Now, excuse me… I want to go and replay this Pat Boone album I have playing on my iTunes —

32 Comments

  1. Tatyana

    Beg to differ. I do no fistfights, a lady doesn’t resolve to violence. My poisonous split tongue served me fine so far, thank you ever so much.

    Also, I’m not a member or contributor to any Party. If Libertarians produced a sane person, I’d vote big L; in the absence I voted in a principled guy and against the demagogue.

    Here’s a winning tactic my mother uses against contribution-soliciting calls. “There is a great need for increased funds” – Yes, I’m sure. -” Every dime counts” – I know! – “Even small contribution will make a big difference” – Couldn’t agree more. I’lll give you my mailing address, so you could send me your contribution”.

  2. sunshine

    I think I know what you mean. I am a Democrat, and some of the hottest sex I ever had was with Republicans.

    Always Republicans. Don’t know why. Hmmm….

  3. brando

    egad! i just noticed i’m on your blogroll, which must mean one thing: i’m a woman. what’s weird is that the liberals keep calling me, too, always asking me when i’m getting home and what do i want for dinner and why do i drink so much and ‘Who’s Samantha?’ Damn politicians. Won’t leave us women alone.

  4. bella

    Wait – we only get two choices? Democrat or Republican? What happend to Tories? Or the Green party? Can I pick another one?

  5. Bad Maria

    I am registered as independent, I have married two registered republicans, both are socially liberal, I could be considered libertarian in my staunch belief in non-governmented individual rights – it’s all a crap shoot really and I’m betting red….or would that be roulette, ah, f*&k it, let’s go to Vegas where the HOUSE always wins….

  6. ekramer

    when someone from the democratic party wants me to sign something i say i am a
    republican and when the republican wants
    me to sign something i say if am a registered democrat if someone calls me
    i say i cannt talk now but give me your number and i will call you back and then
    hang up.

  7. TWM

    Hmmm, I’m not a Republican having never registered with any political party, but I am conservative as you know.

    Now I am not particularly funny so that must mean I am, errr, let me check, nope, I am a man.

    You must be slipping.

  8. Eternal Ramblings

    Democrats are sexy – Have you ever heard of a great piece of elephant?

  9. M.A.

    I think that in their purest form, both parties are very compelling. I respect the ways that conservative (the old school kind)republicans are not quick to spend money and question all kinds of things that go on in the government. I respect how democrats want to use the government to help the traditionally disenfranchised and underrepresented. But unfortunately, the parties are run by superfallible humans who put their own personal agendas and political marketability above each party’s core beliefs.

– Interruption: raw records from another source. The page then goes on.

PR #1507, opened 2026-08-02
thor, kernletcc, drivers: Support kernlets on all architectures

avdgrinten:
This adds support to handle the relocation types needed for kernlets on all architectures. This makes the virtio and EHCI kernlets usable on all architectures (not UHCI though since that uses PIO).

### DIFF
--- a/core/virtio/src/core.cpp
+++ b/core/virtio/src/core.cpp
@@ -322,6 +322,7 @@ private:
 	arch::mem_space _deviceSpace() { return arch::mem_space{_deviceMapping.get()}; }
 
 	async::detached _processIrqs();
+	async::result<void> _processIrqsWithoutKernlet();
 	async::detached _processQueueMsi();
 
 	protocols::hw::Device _hwDevice;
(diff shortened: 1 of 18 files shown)


core/virtio/src/core.cpp
```diff
@@ -539,6 +539,12 @@ async::detached StandardPciTransport::_processIrqs() {
 	auto kernlet_object = co_await compile(kernlet_program.data(),
 			kernlet_program.size(), {BindType::memoryView, BindType::offset,
 			BindType::bitsetEvent});
+	if(!kernlet_object) {
+		std::cout << "core-virtio: Kernlets are unavailable,"
+				" acknowledging IRQs from user space" << std::endl;
+		co_await _processIrqsWithoutKernlet();
```
qookei, line 545: This seems like a weird way to do it, as opposed to making `_processIrqsWithoutKernlet` detached as well.

kernel/thor/arch/arm/thor-internal/arch/paging.hpp
```diff
@@ -59,6 +59,26 @@ inline size_t isICachePIPT() {
 	return ((ctr >> 14) & 0b11) == 0b11;
 }
 
+inline void syncInstructionCache(void *pointer, size_t size) {
```
qookei, line 62: Can you call this from `ptSyncICache` to avoid code duplication?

    The republican religious right’s rhetoric makes me wildly uncomfortable, and the blowhards in the democratic party make me want to ring my hands.

  10. Tatyana

    Neil, can you read this? I heard LA is in the dark (I mean, the screens went dark)?

  11. Jay

    I think those are excellent criteria. Now all I need is to remember my password, and I’ll be all set!

  12. JJ MacMillan

    I was a Republican for most of my life. I left the party when I saw what they were doing to Clinton. It wasn’t a party anymore, it was a pack of wild dogs.

    I was a pro-choice, anti-discrimination Republican that believed the Democrats had a right to be heard. After a while, I realized that meant I was a Democrat.

  13. Missy

    Personally, I think all Republicans need to get laid at least three times a week so all that “common-sense” can be shaken out of their heads.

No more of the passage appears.